╭─ Given information
PR #1183, opened 2019-10-08
Install nseventmonitor from NPM

pronebird:

Git checklist:

Since @DMarby published nseventmonitor for us, we can actually now reference it directly from npm which should enable us to use `npm ci` to install deps on CI.

https://www.npmjs.com/package/nseventmonitor

---
This change is [Reviewable](https://reviewable.io/reviews/mullvad/mullvadvpn-app/1183)

### DIFF
--- a/.travis.yml
+++ b/.travis.yml
@@ -10,13 +10,15 @@ matrix:
   include:
     # GUI - Electron
     - language: node_js
-      node_js: '8'
+      node_js: '12'
       cache: npm
       services:
         - xvfb
+      before_install:
+        - npm install -g npm
       install:
         - cd gui
-        - npm install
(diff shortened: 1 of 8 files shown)


pronebird:
@faern I think `npm` is being silly. Let me remove the dependency and reinstall it.

pronebird:
I've updated the PR to use `npm ci` in place of `npm install` in build scripts and CI. The difference is that `npm ci` installs all dependencies at once – it always wipes the existing `node_modules/` before installation. It will fail if `package-lock.json` is missing.

pronebird:
Lock file has been updated too, looks correct. Good spot @faern !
╰─
▸ Exercise directions: Each line above that carries the string "package" has to be returned.

▸ Solution:
https://www.npmjs.com/package/nseventmonitor
I've updated the PR to use `npm ci` in place of `npm install` in build scripts and CI. The difference is that `npm ci` installs all dependencies at once – it always wipes the existing `node_modules/` before installation. It will fail if `package-lock.json` is missing.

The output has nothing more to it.